(Source data)
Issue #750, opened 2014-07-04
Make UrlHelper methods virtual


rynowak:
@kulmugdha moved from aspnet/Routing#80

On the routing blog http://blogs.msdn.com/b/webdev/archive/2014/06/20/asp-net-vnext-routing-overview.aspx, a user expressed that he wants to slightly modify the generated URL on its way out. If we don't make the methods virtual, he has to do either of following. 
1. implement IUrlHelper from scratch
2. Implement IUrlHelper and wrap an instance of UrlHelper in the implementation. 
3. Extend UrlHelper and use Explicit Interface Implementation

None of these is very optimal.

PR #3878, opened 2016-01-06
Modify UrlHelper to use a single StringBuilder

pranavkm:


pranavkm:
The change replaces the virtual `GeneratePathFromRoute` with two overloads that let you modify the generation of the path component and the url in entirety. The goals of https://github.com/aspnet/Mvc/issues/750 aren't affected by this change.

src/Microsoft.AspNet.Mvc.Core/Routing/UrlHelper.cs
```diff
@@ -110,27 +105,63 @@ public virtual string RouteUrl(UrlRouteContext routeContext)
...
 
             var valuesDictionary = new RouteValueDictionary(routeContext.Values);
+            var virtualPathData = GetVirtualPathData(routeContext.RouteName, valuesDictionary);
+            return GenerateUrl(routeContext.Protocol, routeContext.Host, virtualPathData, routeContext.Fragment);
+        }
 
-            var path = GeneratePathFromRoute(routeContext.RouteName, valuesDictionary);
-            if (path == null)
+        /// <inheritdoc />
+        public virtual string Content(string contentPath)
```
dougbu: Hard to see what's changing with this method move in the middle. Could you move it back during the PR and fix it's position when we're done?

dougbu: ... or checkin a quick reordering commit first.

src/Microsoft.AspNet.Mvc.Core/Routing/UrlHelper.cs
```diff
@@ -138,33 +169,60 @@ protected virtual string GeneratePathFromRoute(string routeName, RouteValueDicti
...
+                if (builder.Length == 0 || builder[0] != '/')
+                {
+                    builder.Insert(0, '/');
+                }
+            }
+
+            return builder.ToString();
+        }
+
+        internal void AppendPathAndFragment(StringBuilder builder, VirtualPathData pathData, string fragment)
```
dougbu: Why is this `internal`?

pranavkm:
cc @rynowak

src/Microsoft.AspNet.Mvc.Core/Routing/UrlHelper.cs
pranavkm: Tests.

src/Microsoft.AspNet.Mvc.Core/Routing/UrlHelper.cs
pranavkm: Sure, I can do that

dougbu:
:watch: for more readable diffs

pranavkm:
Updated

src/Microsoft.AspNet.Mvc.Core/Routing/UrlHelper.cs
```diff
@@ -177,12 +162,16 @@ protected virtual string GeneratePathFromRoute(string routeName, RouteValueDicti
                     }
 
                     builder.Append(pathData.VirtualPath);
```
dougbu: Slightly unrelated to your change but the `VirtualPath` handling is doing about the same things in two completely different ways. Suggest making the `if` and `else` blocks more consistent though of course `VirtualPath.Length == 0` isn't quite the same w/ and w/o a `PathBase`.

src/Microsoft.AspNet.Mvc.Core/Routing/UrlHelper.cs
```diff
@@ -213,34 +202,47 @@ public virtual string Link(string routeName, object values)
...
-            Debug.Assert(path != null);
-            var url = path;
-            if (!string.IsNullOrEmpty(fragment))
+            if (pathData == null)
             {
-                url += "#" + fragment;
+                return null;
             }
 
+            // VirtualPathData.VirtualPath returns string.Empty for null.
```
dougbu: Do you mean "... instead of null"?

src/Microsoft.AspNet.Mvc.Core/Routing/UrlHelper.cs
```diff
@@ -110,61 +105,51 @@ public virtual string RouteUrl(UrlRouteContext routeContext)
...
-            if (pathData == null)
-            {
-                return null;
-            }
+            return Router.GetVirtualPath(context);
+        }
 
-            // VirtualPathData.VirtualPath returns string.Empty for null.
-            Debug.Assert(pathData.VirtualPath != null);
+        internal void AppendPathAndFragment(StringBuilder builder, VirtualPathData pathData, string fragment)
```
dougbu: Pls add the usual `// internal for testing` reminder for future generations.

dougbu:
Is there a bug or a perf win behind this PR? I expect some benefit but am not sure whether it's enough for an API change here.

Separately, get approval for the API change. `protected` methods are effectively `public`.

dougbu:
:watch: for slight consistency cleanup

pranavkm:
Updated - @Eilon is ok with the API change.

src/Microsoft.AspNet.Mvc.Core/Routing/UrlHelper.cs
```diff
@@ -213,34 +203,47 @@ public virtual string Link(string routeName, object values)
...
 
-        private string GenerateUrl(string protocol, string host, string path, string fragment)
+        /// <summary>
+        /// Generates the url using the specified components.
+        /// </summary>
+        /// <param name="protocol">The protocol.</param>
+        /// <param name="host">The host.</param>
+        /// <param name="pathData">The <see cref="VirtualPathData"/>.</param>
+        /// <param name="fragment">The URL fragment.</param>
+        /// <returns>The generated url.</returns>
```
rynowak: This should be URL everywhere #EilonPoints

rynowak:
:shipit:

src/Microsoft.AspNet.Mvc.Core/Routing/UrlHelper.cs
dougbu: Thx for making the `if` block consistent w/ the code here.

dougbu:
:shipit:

■ **Assignment**: Return each entry from above without altering a single character.

■ **Answer to this problem**:
Issue #750, opened 2014-07-04
Make UrlHelper methods virtual


rynowak:
@kulmugdha moved from aspnet/Routing#80

On the routing blog http://blogs.msdn.com/b/webdev/archive/2014/06/20/asp-net-vnext-routing-overview.aspx, a user expressed that he wants to slightly modify the generated URL on its way out. If we don't make the methods virtual, he has to do either of following. 
1. implement IUrlHelper from scratch
2. Implement IUrlHelper and wrap an instance of UrlHelper in the implementation. 
3. Extend UrlHelper and use Explicit Interface Implementation

None of these is very optimal.

PR #3878, opened 2016-01-06
Modify UrlHelper to use a single StringBuilder

pranavkm:


pranavkm:
The change replaces the virtual `GeneratePathFromRoute` with two overloads that let you modify the generation of the path component and the url in entirety. The goals of https://github.com/aspnet/Mvc/issues/750 aren't affected by this change.

src/Microsoft.AspNet.Mvc.Core/Routing/UrlHelper.cs
```diff
@@ -110,27 +105,63 @@ public virtual string RouteUrl(UrlRouteContext routeContext)
...
 
             var valuesDictionary = new RouteValueDictionary(routeContext.Values);
+            var virtualPathData = GetVirtualPathData(routeContext.RouteName, valuesDictionary);
+            return GenerateUrl(routeContext.Protocol, routeContext.Host, virtualPathData, routeContext.Fragment);
+        }
 
-            var path = GeneratePathFromRoute(routeContext.RouteName, valuesDictionary);
-            if (path == null)
+        /// <inheritdoc />
+        public virtual string Content(string contentPath)
```
dougbu: Hard to see what's changing with this method move in the middle. Could you move it back during the PR and fix it's position when we're done?

dougbu: ... or checkin a quick reordering commit first.

src/Microsoft.AspNet.Mvc.Core/Routing/UrlHelper.cs
```diff
@@ -138,33 +169,60 @@ protected virtual string GeneratePathFromRoute(string routeName, RouteValueDicti
...
+                if (builder.Length == 0 || builder[0] != '/')
+                {
+                    builder.Insert(0, '/');
+                }
+            }
+
+            return builder.ToString();
+        }
+
+        internal void AppendPathAndFragment(StringBuilder builder, VirtualPathData pathData, string fragment)
```
dougbu: Why is this `internal`?

pranavkm:
cc @rynowak

src/Microsoft.AspNet.Mvc.Core/Routing/UrlHelper.cs
pranavkm: Tests.

src/Microsoft.AspNet.Mvc.Core/Routing/UrlHelper.cs
pranavkm: Sure, I can do that

dougbu:
:watch: for more readable diffs

pranavkm:
Updated

src/Microsoft.AspNet.Mvc.Core/Routing/UrlHelper.cs
```diff
@@ -177,12 +162,16 @@ protected virtual string GeneratePathFromRoute(string routeName, RouteValueDicti
                     }
 
                     builder.Append(pathData.VirtualPath);
```
dougbu: Slightly unrelated to your change but the `VirtualPath` handling is doing about the same things in two completely different ways. Suggest making the `if` and `else` blocks more consistent though of course `VirtualPath.Length == 0` isn't quite the same w/ and w/o a `PathBase`.

src/Microsoft.AspNet.Mvc.Core/Routing/UrlHelper.cs
```diff
@@ -213,34 +202,47 @@ public virtual string Link(string routeName, object values)
...
-            Debug.Assert(path != null);
-            var url = path;
-            if (!string.IsNullOrEmpty(fragment))
+            if (pathData == null)
             {
-                url += "#" + fragment;
+                return null;
             }
 
+            // VirtualPathData.VirtualPath returns string.Empty for null.
```
dougbu: Do you mean "... instead of null"?

src/Microsoft.AspNet.Mvc.Core/Routing/UrlHelper.cs
```diff
@@ -110,61 +105,51 @@ public virtual string RouteUrl(UrlRouteContext routeContext)
...
-            if (pathData == null)
-            {
-                return null;
-            }
+            return Router.GetVirtualPath(context);
+        }
 
-            // VirtualPathData.VirtualPath returns string.Empty for null.
-            Debug.Assert(pathData.VirtualPath != null);
+        internal void AppendPathAndFragment(StringBuilder builder, VirtualPathData pathData, string fragment)
```
dougbu: Pls add the usual `// internal for testing` reminder for future generations.

dougbu:
Is there a bug or a perf win behind this PR? I expect some benefit but am not sure whether it's enough for an API change here.

Separately, get approval for the API change. `protected` methods are effectively `public`.

dougbu:
:watch: for slight consistency cleanup

pranavkm:
Updated - @Eilon is ok with the API change.

src/Microsoft.AspNet.Mvc.Core/Routing/UrlHelper.cs
```diff
@@ -213,34 +203,47 @@ public virtual string Link(string routeName, object values)
...
 
-        private string GenerateUrl(string protocol, string host, string path, string fragment)
+        /// <summary>
+        /// Generates the url using the specified components.
+        /// </summary>
+        /// <param name="protocol">The protocol.</param>
+        /// <param name="host">The host.</param>
+        /// <param name="pathData">The <see cref="VirtualPathData"/>.</param>
+        /// <param name="fragment">The URL fragment.</param>
+        /// <returns>The generated url.</returns>
```
rynowak: This should be URL everywhere #EilonPoints

rynowak:
:shipit:

src/Microsoft.AspNet.Mvc.Core/Routing/UrlHelper.cs
dougbu: Thx for making the `if` block consistent w/ the code here.

dougbu:
:shipit:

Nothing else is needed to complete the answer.